The comment took up the question of what best shows an artist’s
talent: large repeats, small repeats, or free non-repeating design. I
replied privately off the top of my head, but realized later that I
don’t have an answer. It all depends on what we define as an artist’s
talent. Drawing skill? Painterly rendering skill? A gift for narrative
(hard to express, maybe, in small repeats)? A flair for managing color
and composition? And what about mathematical skill, intuitive or
explicit? The math underlying repeat patterns is no trivial subject;
there’s a 700-page classic book (Tilings and Patterns by Grunbaum and
Shephard) that still doesn’t cover it all. Rather than do special
pleading for one kind of talent or another, I’m going to leap ahead to
the general topic of pattern in art.

The majolica jug pictured above seems to me a good example of pattern
and non-pattern working happily together. Seen alone, the face might
be merely grotesque: an unwelcome reminder of the perils of aging and/or thin
blue brushstrokes run amok. We’d laugh or grimace back at the
sour-looking face and then move on. But the decorative surrounding
changes everything. The fluid dark blue plant form repeated left and
right of the face balances the fluid light blue wrinkle lines. The
yellowish band encircling the portrait medallion confines the grotesque to
a safely bounded space. And the strip of repeat pattern in white and
green on purple adds color and beauty to the whole.

majolica plate

[ceramic plate, Deruta, Italy, circa 1515-20, detail from image in Islamic Pottery and Italian Maiolica: Illustrated Catalogue of a Private Collection by Bernard Rackham]
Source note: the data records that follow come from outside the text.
PR #2778, opened 2025-03-22
test: add test ensuring `GHSA-f82v-jwr5-mffw` doesn't affect Next.js on Netlify

pieh:
### Documentation

This is ensuring Next.js apps hosted on Netlify are not affected by https://github.com/advisories/GHSA-f82v-jwr5-mffw

Our custom edge middleware implementation doesn't make use of `x-middleware-subrequest` header. But just for good measure - let's add test ensuring that suppling this header to request against app using vulnerable Next.js version (15.2.2, so one patch before fix for self hosted)

### DIFF
--- a/tests/e2e/edge-middleware.test.ts
+++ b/tests/e2e/edge-middleware.test.ts
@@ -216,3 +216,19 @@ test.describe('Middleware with i18n and excluded paths', () => {
     })
   })
 })
+
+test("requests with x-middleware-subrequest don't skip middleware (GHSA-f82v-jwr5-mffw)", async ({
+  middlewareSubrequestVuln,
+}) => {
+  const response = await fetch(`${middlewareSubrequestVuln.url}`, {
+    headers: {
+      'x-middleware-subrequest': 'middleware:middleware:middleware:middleware:middleware',
+    },
+  })
+
+  // middleware was not skipped
+  expect(response.headers.get('x-test-used-middleware')).toBe('true')
+
+  // ensure we are testing version before the fix for self hosted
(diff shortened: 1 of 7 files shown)


tests/e2e/edge-middleware.test.ts
```diff
@@ -216,3 +216,19 @@ test.describe('Middleware with i18n and excluded paths', () => {
...
+      'x-middleware-subrequest': 'middleware:middleware:middleware:middleware:middleware',
+    },
+  })
+
+  // middleware was not skipped
+  expect(response.headers.get('x-test-used-middleware')).toBe('true')
+
+  // ensure we are testing version before the fix for self hosted
+  expect(response.headers.get('x-test-used-next-version')).toBe('15.2.2')
+})
```
pieh, line 234: This test is inspired by https://github.com/vercel/next.js/commit/52a078da3884efe6501613c7834a3d02a91676d2#diff-c5e08cd8ee165bce3a9fb81c8315d6e149b76f6f9b2e53f70bb2f39fb248d2aeR148-R157

Just assertions are hopefully more readable in their intention - goal is to ensure that middleware is not skipped when `x-middleware-subrequest` request header with 5+ hops is provided ( as then https://github.com/vercel/next.js/blob/cdb9a8c3b355593ab19ee6dec7c59e622bf59c81/packages/next/src/server/web/sandbox/sandbox.ts#L105-L114 this code path would be executed - at least when self hosting, but we don't even use this code path for our handling)

mrstork (approved):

A similar marriage of single image and repeat patterns occurs in the
later and slicker majolica plate from Deruta. In this case the face
conforms to pleasing conventions of the time. It’s blander, more
decorative, and more of a piece with its surroundings than the face in
the medallion on the jug. The majolica plate appeals to me mostly for
its graceful integration of different kinds of repeat pattern.
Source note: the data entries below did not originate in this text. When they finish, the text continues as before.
PR #2786, opened 2025-03-26
Frb 1708/purge cache catch all routes

mrstork:
## Tests

1. TODO


src/run/handlers/cache.cts
```diff
@@ -121,11 +121,19 @@ export class NetlifyCacheHandler implements CacheHandlerForMultipleVersions {
...
   private captureCacheTags(cacheValue: NetlifyIncrementalCacheValue | null, key: string) {
+    const requestContext = getRequestContext()
+
     if (!cacheValue) {
+      if (requestContext?.responseCacheTags) {
+        const cacheTags = [`_N_T_${key === '/index' ? '/' : encodeURI(key)}`]
+        requestContext.responseCacheTags = cacheTags
+
+        console.log('cache tags set:', cacheTags)
+      }
```
mrstork, line 132: TODO - We may not need this block

src/run/handlers/cache.cts
```diff
@@ -393,28 +401,28 @@ export class NetlifyCacheHandler implements CacheHandlerForMultipleVersions {
...
-        const requestContext = getRequestContext()
-        if (requestContext?.didPagesRouterOnDemandRevalidate) {
-          // encode here to deal with non ASCII characters in the key
-          const tag = `_N_T_${key === '/index' ? '/' : encodeURI(key)}`
-          const tags = tag.split(/,|%2c/gi).filter(Boolean)
-
-          if (tags.length === 0) {
-            return
-          }
+      // if (data?.kind === 'PAGE' || data?.kind === 'PAGES') {
```
mrstork, line 404: TODO - can we remove this if entirely, or do we need to make it less restrictive so 404 pages can purge cache as well?

src/run/next.cts
```diff
@@ -99,7 +99,8 @@ export async function getMockedRequestHandler(...args: Parameters<typeof getRequ
             if (!file.isFallback) {
               const requestContext = getRequestContext()
               if (requestContext) {
-                requestContext.usedFsReadForNonFallback = true
```
mrstork, line 102: TODO - unrelated to this fix, remove these changes

src/run/headers.ts
```diff
@@ -281,13 +283,24 @@ export const setCacheControlHeaders = (
...
+
+  if (requestContext.responseCacheTags) {
     headers.set('netlify-cache-tag', requestContext.responseCacheTags.join(','))
+    return
   }
+
+  const key = new URL(request.url).pathname
+  const cacheTag = `_N_T_${key === '/index' ? '/' : encodeURI(key)}`
+  console.log('setCacheTagsHeaders', 'netlify-cache-tag', key)
+  headers.set('netlify-cache-tag', cacheTag)
```
pieh, line 303: deriving cache tag from request pathname is not reliable

- there could be rewrites ( https://nextjs.org/docs/app/api-reference/config/next-config-js/rewrites )
- json responses for Pages Router would be something like `_next/data/build_id/<route>.json`, so would not share cache tags with html routes
- there could be trailingSlash option enabled ( https://nextjs.org/docs/app/api-reference/config/next-config-js/trailingSlash )

(just to name a few that immediately comes to mind - there likely is much more)

Instead we should figure out how to capture those more reliably in cache handler, so logic here is not really changed (but we can keep simplified breaking up of condition with early bail so it's more readable overall)

src/run/headers.ts
```diff
@@ -273,6 +274,7 @@ export const setCacheControlHeaders = (
     ['GET', 'HEAD'].includes(request.method) &&
     !headers.has('cdn-cache-control') &&
     !headers.has('netlify-cdn-cache-control') &&
+    !new URL(request.url).pathname.startsWith('/api/') &&
```
pieh, line 277: we probably should not do this here and instead have something more proper for the API responses being potentially cached as it might impact not just pages router as this is trading one problem for another

It's fine to be there temporary while working on this PR, but should be removed before merging

src/run/handlers/cache.cts
```diff
@@ -393,7 +394,7 @@ export class NetlifyCacheHandler implements CacheHandlerForMultipleVersions {
 
       await this.cacheStore.set(key, { lastModified, value }, 'blobStore.set')
 
-      if (data?.kind === 'PAGE' || data?.kind === 'PAGES') {
+      if (!data || data?.kind === 'PAGE' || data?.kind === 'PAGES') {
```
pieh, line 397: This might be too broad, we really should try to figure out exact key that is being invalidated as a result of calling `res.revalidate` and use that as condition instead of inspecting `data` at all.

We also can't just store argument passed to `res.revalidate` as-is, because Next.js might do some massaging to it so the argument might not match cache key later (somewhat similar to why we can't use request pathname to generate cache tags reliably).

This is quite tricky and I don't think we do have good tools today to figure this out correctly, but we will need to find some to do it

mrstork: Updated in 4cf7b2f400a31d1a067ca8e129fae04106cf3070

src/run/headers.ts
mrstork: Removed in ca7ca4e0fc556b2bf5919a42e42abb4a5d16d104

pieh (approved):

PR #2816, opened 2025-04-04
fix: add debug information around potential html/rsc response mismatches

pieh:
## Description

This is to help in debugging potential cases of unexpected rsc or html responses for app pages


orinokai (approved):
looks good!

PR #2819, opened 2025-04-07
fix: handle case of zero-length cacheable route handler responses

pieh:
## Description

Size calculcation for in-memory store in some cases was returning 0 (in particular known case is cacheable route handler with 0-length body).

This PR does few things:
 - ensure there is base blob size added to all known blob types so it should never return 0
 - add more checks to ensure fallback case also returns positive number
 - make crashes related to in-memory cache failures not fatal - this is meant to be optimization, but it should never cause handler to crash and lead to 500 errors. I did add warning reporting so we can spot those cases and adjust handling to get on happy path

## Tests

Added known case that is causing errors with currently released version

https://linear.app/netlify/issue/FRB-1721/sizecalculation-return-invalid-expect-positive-integer

### DIFF
--- a/src/run/storage/request-scoped-in-memory-cache.cts
+++ b/src/run/storage/request-scoped-in-memory-cache.cts
@@ -65,7 +65,6 @@ const estimateBlobKnownTypeSize = (
 }
 
 const estimateBlobSize = (valueToStore: BlobType | null | Promise<unknown>): PositiveNumber => {
-  let knownTypeFailed = false
   let estimatedKnownTypeSize: number | undefined
   let estimateBlobKnownTypeSizeError: unknown
   try {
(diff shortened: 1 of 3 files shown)


src/run/storage/request-scoped-in-memory-cache.cts
```diff
@@ -25,44 +25,71 @@ export function setInMemoryCacheMaxSizeFromNextConfig(size: unknown) {
...
+    )
   }
-  let knownKindFailed = false
+  if (valueToStore.value?.kind === 'ROUTE' || valueToStore.value?.kind === 'APP_ROUTE') {
+    return BASE_BLOB_SIZE + valueToStore.value.body.length
+  }
+}
+
+const estimateBlobSize = (valueToStore: BlobType | null | Promise<unknown>): PositiveNumber => {
+  let knownTypeFailed = false
```
orinokai, line 68: Technically, you could omit this var now that you're using `estimateBlobKnownTypeSizeError`. It's only used in the warning message below, which could be replaced by checking if `estimateBlobKnownTypeSizeError` is not `undefined`, but it's not a blocker, just something to consider next time you're touching the code here.

orinokai (dismissed):

src/run/storage/request-scoped-in-memory-cache.cts
pieh: I'll adjust now - it's unlikely this will be done as follow up

pieh: https://github.com/opennextjs/opennextjs-netlify/pull/2819/commits/f1ab6281390205b32b23960a79306dc33cb2d5ad dropped that extra unneded variable. Also added calculated size to warning just for it to have a bit more information

orinokai (approved):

There’s a purely abstract strip pattern of small oval forms that
appears several times in the plate’s rim. And also an abstract pattern
of scales that looks as if it could extend to cover the whole plane.
Then there’s a smaller, less abstract pattern of scales in the inner
rim; it looks more like real snake skin. The star pattern surrounding
the portrait reads to me as real stars. And the symmetrical image with
arabesques in the outer rim (an image that repeats three times on the
plate as a whole) seems to me to be based on real leaves and flowers.
Amazingly, all these elements work together. There’s an easy
progression from the purely abstract ovals to the scales and stars to
the foliage and then on to the stylized features of the woman and the
semi-realistic rendering of her head covering.
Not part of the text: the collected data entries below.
PR #2847, opened 2025-04-15
fix: cookies set in middleware accessible during the same request

mrstork:
## Description

These changes make it possible to set a cookie in middleware and have that value be accessible at render time during the same request. This should also address a couple e2e tests failures we see in the report.

Part of FRB-1387
Fixes FRB-1748
Fixes https://github.com/opennextjs/opennextjs-netlify/issues/2669

### Tests

Used variants of the following setup:
```
// page.tsx
export default async function Page() {
  const myCookies = await cookies();

  if (!myCookies.has("nextjs-cookie")) {
    throw new Error("Cookie not found");
  }

  return (
    <div>
      <h1>Page</h1>
      <p>Generated by create next app</p>
      <p>Cookie: {myCookies.get("nextjs-cookie")?.value}</p>
    </div>
  );
}
```

```
// middleware.ts
export async function middleware(request: NextRequest) {
  const nextRes = NextResponse.next();

  nextRes.cookies.set("nextjs-cookie", "Hello from the cookie", {
    maxAge: 60 * 60 * 24 * 7,
  });

  return nextRes;
}
```

### DIFF
--- a/edge-runtime/lib/middleware.ts
+++ b/edge-runtime/lib/middleware.ts
@@ -72,7 +72,9 @@ export function mergeMiddlewareCookies(middlewareResponse: Response, lambdaReque
     const regex = new RegExp(/,(?!\s)/)
 
     middlewareCookies.split(regex).forEach((entry) => {
-      const [cookie] = entry.split(';')
+      // Extra directives within a cookie are joined on separated by "; "
+      // See: https://github.com/vercel/next.js/blob/0edb1123066a010eff2aac274f948ca2c6e85c0f/packages/next/src/compiled/%40edge-runtime/cookies/index.js#L32-L47
+      const [cookie] = entry.split('; ')
       const [name, value] = cookie.split('=')
       mergedCookies[name] = value
     })
--- a/edge-runtime/lib/middleware.ts
+++ b/edge-runtime/lib/middleware.ts
@@ -1,6 +1,7 @@
 import type { Context } from '@netlify/edge-functions'
 
 import type { ElementHandlers } from '../vendor/deno.land/x/htmlrewriter@v1.0.0/src/index.ts'
+import { getCookies } from '../vendor/deno.land/std@0.175.0/http/cookie.ts'
 
 type NextDataTransform = <T>(data: T) => T
 
@@ -57,4 +58,20 @@ export const addMiddlewareHeaders = async (
     }
   })
   return response
+}
+
+export function mergeMiddlewareCookies(middlewareResponse: Response, request: Request) {
+  let mergedCookies = getCookies(request.headers)
+  const middlewareCookies = middlewareResponse.headers.get('x-middleware-set-cookie') || ''
+  const regex = new RegExp(/,(?!\s)/) // commas that are not followed by whitespace
+
+  middlewareCookies.split(regex).forEach((entry) => {
+    const [cookie] = entry.split(';')
+    const [name, value] = cookie.split('=')
+    mergedCookies[name] = value
+  })
+
+  return Object.entries(mergedCookies)
+    .map((kv) => kv.join('='))
+    .join('; ')
 }
--- a/edge-runtime/lib/middleware.ts
+++ b/edge-runtime/lib/middleware.ts
@@ -60,16 +60,20 @@ export const addMiddlewareHeaders = async (
   return response
 }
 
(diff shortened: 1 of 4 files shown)


edge-runtime/lib/middleware.ts
```diff
@@ -58,3 +59,23 @@ export const addMiddlewareHeaders = async (
   })
   return response
 }
+
+// This serves the same purpose as the mergeMiddlewareCookies in Next.js but has been customized to our domain
+// See: https://github.com/vercel/next.js/blob/6e4495f8430eab33b12cd11dffdd8e27eee6e0cf/packages/next/src/server/async-storage/request-store.ts#L78-L105
+export function mergeMiddlewareCookies(middlewareResponse: Response, lambdaRequest: Request) {
+  let mergedCookies = getCookies(lambdaRequest.headers)
+  const middlewareCookies = middlewareResponse.headers.get('x-middleware-set-cookie')
+  const regex = new RegExp(/,(?!\s)/) // commas that are not followed by whitespace
```
pieh, line 68: is this relying on some implementation detail of how multiple set-cookie are implemented in Next.js?

because this will not work if I add test like this:
```
  await t.step('should support multiple cookies being set in middleware (version 2)', async () => {
    const request = new Request('https://www.test-url.com')
    const response = new Response()
    const headersHelper = new Headers()
    headersHelper.append(
      'set-cookie',
      `oatmeal=raisin; Path=/; Expires=Wed, 23 Apr 2025 13:37:43 GMT; Max-Age=604800`,
    )
    headersHelper.append(
      'set-cookie',
      `peanut=butter; Path=/; Expires=Wed, 23 Apr 2025 13:37:43 GMT; Max-Age=604800`,
    )
    response.headers.set(MIDDLEWARE_HEADER, headersHelper.get('set-cookie')!)
    const result = mergeMiddlewareCookies(response, request)
    assertEquals(result, 'oatmeal=raisin; peanut=butter')
  })
```

because constructing `set-cookie` this way would produce cookies seperated by `, ` which will make this pattern not split on it and result in single cookie being set.

I think it would be probably better to just vendor https://github.com/vercel/next.js/blob/da31ac70afbaf4ddd620ca06e5dbd55ce2d17255/packages/next/src/server/web/utils.ts#L34-L108 for cookie splitting - even if this is not great - at least this is how Next.js handles it, so we would be inline with their handling

And test case added for multiple cookies with `, ` seperated (I would suggest hardcoding set-cookie string in the test - almost copy of "should support multiple cookies being set in middleware" one that you already add - just have space after cookie seperator comma (I used programmatic things in my code above mostly to show this being valid seperator, but we probably should not rely on implementation detail like that that could change in the test) and/or maybe one with multiple cookies with `expires` that does contain comma

pieh (changes requested):

edge-runtime/lib/response.ts
```diff
@@ -197,9 +203,9 @@ export const buildResponse = async ({
       logger.withFields({ rewrite_url: rewrite }).debug('Rewrite url is same as original url')
       return
     }
-    res.headers.set('x-middleware-rewrite', relativeUrl)
+    edgeResponse.headers.set('x-middleware-rewrite', relativeUrl)
     request.headers.set('x-middleware-rewrite', target)
-    return addMiddlewareHeaders(context.rewrite(target), res)
+    return addMiddlewareHeaders(context.rewrite(target), edgeResponse)
```
pieh, line 208: I'm not sure, but possibly here we would also need to handle middleware cookies as well? next.js test fixture doesn't seem to have case for setting cookies for rewrites, so maybe we should not touch it in this PR - just flagging it (so this comment act as potential paper trail in case there was some future report about cookies not being handled for rewrites)

mrstork: Recreated the bug quite easily with the following middleware, so decided to fix it here
```
const nextRes = NextResponse.rewrite(url)
nextRes.cookies.set("nextjs-cookie", "rewrite");
return nextRes;
```

pieh (approved):

edge-runtime/lib/middleware.ts
mrstork: Left comments in code with explanations/links to implementation details around the `x-middleware-set-cookie` header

[John Muafangejo, Oniipa New Printing Press and Book Depot on 11 May, 1975, lino-cut on paper, image from The African Dream Visions of Love and Sorrow: the art of John Muafangejo by Orde Levinson]

John Muafangejo, working centuries later in a mixed African and
European mode that he pretty much developed for himself, creates a
single image sitting above a block of text. Instead of using repeat
patterns to frame a pictorial scene, he devises repeats within the
scene itself. The lino-cut above is an example of this approach. It
shows the opening of a new printing facility – the previous building
and the books and presses it housed having been destroyed under cover
of night by an unidentified arsonist that Muafangejo refers to in the
text as “Master Nobody.”

The audience at the opening ceremony appears as a multitude of stylized
facial profiles, rendered mostly in white lines on black, though
sometimes in black lines on white. The size of the audience and its
multi-racial character (with black-on-white profiles sprinkled around
among white-on-black) may reflect the artist’s hopes for the new
press. Whatever its narrative meaning – I won’t speculate, as I’m too
ignorant – the audience functions beautifully as a repeat pattern
ingeniously integrated into a landscape. So does the Muafangejo’s
white-on-black text at the bottom of the print.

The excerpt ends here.